Figure 2True positive (TP) and False positive (FP) rate curves for showing the performance of ShadowCaster according to the two user defined parameters: nu and number of proteomes. TP and FP rate curves corresponding to the nu parameter are shown in (A,B) while (C,D) display the same curves influenced by the number of proteomes.

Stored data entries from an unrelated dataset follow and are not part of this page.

PR #6228, opened 2025-06-16
ENG-602

JadeCara:
Issue [ENG-602](https://ethyca.atlassian.net/browse/ENG-602)

### Description Of Changes

Needed to add some utility functions for better handling logging etc. This is pulled out into its own PR to cut down on the length of #6212 but ultimately is part of getting instances in. 

image

#6205 

#6208 

**You are here **

#6212 

image

### Code Changes

* Added a util file with better logging handling
* Added tests
* Updated the other manual step services with the new configs
* Updated the other service's tests.

### Steps to Confirm

### Pre-Merge Checklist

* [ ] Issue requirements met
* [ ] `CHANGELOG.md` updated
* Followup issues:
  * [ ] Followup issues created
  * [ ] No followup issues
* Database migrations:
  * [ ] No migrations
* Documentation:

### DIFF
--- a/src/fides/service/manual_tasks/manual_task_config_service.py
+++ b/src/fides/service/manual_tasks/manual_task_config_service.py
@@ -1,171 +1,141 @@
 from typing import Any, Optional
 
 from loguru import logger
-from pydantic import ValidationError
-from sqlalchemy.orm import Session
+from sqlalchemy.orm import Query, Session, selectinload
 
 from fides.api.models.manual_tasks.manual_task import ManualTask
 from fides.api.models.manual_tasks.manual_task_config import (
     ManualTaskConfig,
     ManualTaskConfigField,
 )
-from fides.api.models.manual_tasks.manual_task_log import ManualTaskLog
 from fides.api.schemas.manual_tasks.manual_task_config import (
     ManualTaskConfigResponse,
     ManualTaskConfigurationType,
-    ManualTaskFieldBase,
 )
-from fides.api.schemas.manual_tasks.manual_task_schemas import ManualTaskLogStatus
+from fides.service.manual_tasks.utils import validate_fields, with_task_logging
 
 
 class ManualTaskConfigService:
     def __init__(self, db: Session):
         self.db = db
 
-    # ------- Private Helper Methods -------
+    def _create_log_data(
+        self, task_id: str, config_id: Optional[str], details: dict[str, Any]
+    ) -> dict[str, Any]:
+        """Create standard log data structure."""
+        return {"task_id": task_id, "config_id": config_id, "details": details}
 
-    def _get_fields(self, config: ManualTaskConfig) -> list[dict[str, Any]]:
-        """Get the fields for a config and returns them in the format expected by ManualTaskConfigResponse"""
-        fields = []
-        for field in config.field_definitions:
-            field_data = {
-                "field_key": field.field_key,
-                "field_type": field.field_type,
-                "field_metadata": field.field_metadata,
-            }
-            fields.append(field_data)
-        return fields
+    def _get_base_config_query(self) -> Query:
+        """Get base config query with field definitions loaded."""
+        return self.db.query(ManualTaskConfig).options(
+            selectinload(ManualTaskConfig.field_definitions)
+        )
 
-    def _get_response_data(self, config: ManualTaskConfig) -> dict[str, Any]:
-        """Get the data for a config and returns it in the format expected by ManualTaskConfigResponse"""
-        fields = self._get_fields(config)
-        return {
-            "id": config.id,
-            "task_id": config.task_id,
-            "config_type": config.config_type,
-            "version": config.version,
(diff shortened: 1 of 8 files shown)


src/fides/service/manual_tasks/manual_task_config_service.py
```diff
@@ -1,171 +1,141 @@
...
-            "task_id": config.task_id,
-            "config_type": config.config_type,
-            "version": config.version,
-            "is_current": config.is_current,
-            "fields": fields,
-            "created_at": config.created_at,
-            "updated_at": config.updated_at,
-        }
-
-    def _validate_fields(self, fields: list[dict[str, Any]]) -> None:
```
JadeCara, line 53: Moved this into the `utils.py` file along with the logging utils.

src/fides/service/manual_tasks/manual_task_config_service.py
```diff
@@ -204,216 +173,120 @@ def get_config(
...
-            config_type: The type of config to get
-            field_id: The ID of a field in the config
-            config_id: The ID of the config
-            field_key: The key of a field in the config
-            version: The version number of the config
-
-        Returns:
-            The matching config if found, None otherwise
-        """
+        """Get config by various filters."""
```
JadeCara:
```suggestion
        """Get config by various filters. This is a flexible lookup method that can find configs based on various filters.

        Args:
            task: The task to get the config for
            config_type: The type of config to get
            field_id: The ID of a field in the config
            config_id: The ID of the config
            field_key: The key of a field in the config
            version: The version number of the config
        Returns:
            The matching config if found, None otherwise
            """
```

tests/api/schemas/manual_tasks/test_manual_task_status.py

Figure 3Venn diagram illustrating the HGT events detected by three of the state-of-the-art computational tools (AlienHunter, DarkHorse and HGTector), and by the presented methodology ShadowCaster in the genome of Rhodanobacter denitrificans 2APBS1. HGT predictions performed by each tool is framed inside a coloured ellipse. All HGT detections are shown for each tool (black numbers inside each ellipse): AlienHunter (571), DarkHorse (1007), HGTector (649) and ShadowCaster (940) while HGT events related to heavy metal resistance are labelled in bold numbers: AlienHunter (27), DarkHorse (21), HGTector (2) and ShadowCaster (29). Elapsed time during the HGT detections by AlienHunter (31 min 43 s), DarkHorse (93 min 57 s), HGTector (66 min 03 s) and ShadowCaster (103 min 02 s).

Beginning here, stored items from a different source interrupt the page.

PR #6231, opened 2025-06-17
Fix bug in action center pagination

jpople:
Closes ENG-467

### Description Of Changes

Fixes a bug where, after paging forward and then switching tabs, pagination bar would show incorrect range.

### Steps to Confirm

Fix was applied to both the system aggregate and the discovered assets tables, testing is easier on the asset table.
1. Populate some web monitor results (make sure you have at least 26, to have >1 page of results)
2. View the results in the table
3. Go to a page after the first so your pagination bar displays something like "26-50 of X"
4. Click into the "Ignored" tab
5. Pagination bar should show "0-0 of 0"
6. Click back to the "Action required" tab
7. Should be back on the first page

### Pre-Merge Checklist

* [x] Issue requirements met
* [ ] `CHANGELOG.md` updated
* Followup issues:
  * [ ] Followup issues created
  * [ ] No followup issues
* Database migrations:
  * [ ] No migrations
* Documentation:

### DIFF
--- a/clients/admin-ui/src/pages/data-discovery/action-center/index.tsx
+++ b/clients/admin-ui/src/pages/data-discovery/action-center/index.tsx
@@ -73,7 +73,7 @@ const ActionCenterPage = () => {
 
   useEffect(() => {
     if (data) {
-      setTotalPages(data.total || 1);
+      setTotalPages(data.total ?? 1);
     }
   }, [data, setTotalPages]);
 


clients/admin-ui/src/features/data-discovery-and-detection/action-center/tables/DiscoveredAssetsTable.tsx
```diff
@@ -139,7 +139,7 @@ export const DiscoveredAssetsTable = ({
     if (data) {
       const firstSystemName =
         data.items[0]?.system || systemName || systemId || "";
-      setTotalPages(data.pages || 1);
+      setTotalPages(data.pages ?? 1);
```
jpople, line 142: Quick fix while I'm in here, this was causing it to show "1-0 of 0" instead of "0-0 of 0" for an empty result.

lucanovera: This is a great catch! 💯

lucanovera (approved):
I can confirm the issue is fixed. Thanks for also finding and fixing that bug with the 1-0 page. I noticed that there was one more page that used the || instead of ??, so I pushed that change for consistency. 
Everything working as expected. ship it.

Figure 4Gene Ontology (GO) Enrichment Analysis. Distribution of GO-InterPro terms exhibiting statistical significance difference (Fisher Exact Test, filtering p-values for multiple testing using False Discovery Rate) for all HGT detections performed by ShadowCaster (A), AlienHunter (B), DarkHorse (C) and HGTector (D) in the genome of Rhodanobacter denitrificans 2APBS1. InterPro categories highlighted in blue are explicitly related to heavy-metal metabolism. The analysis was conducted using the Blast2GO PRO version.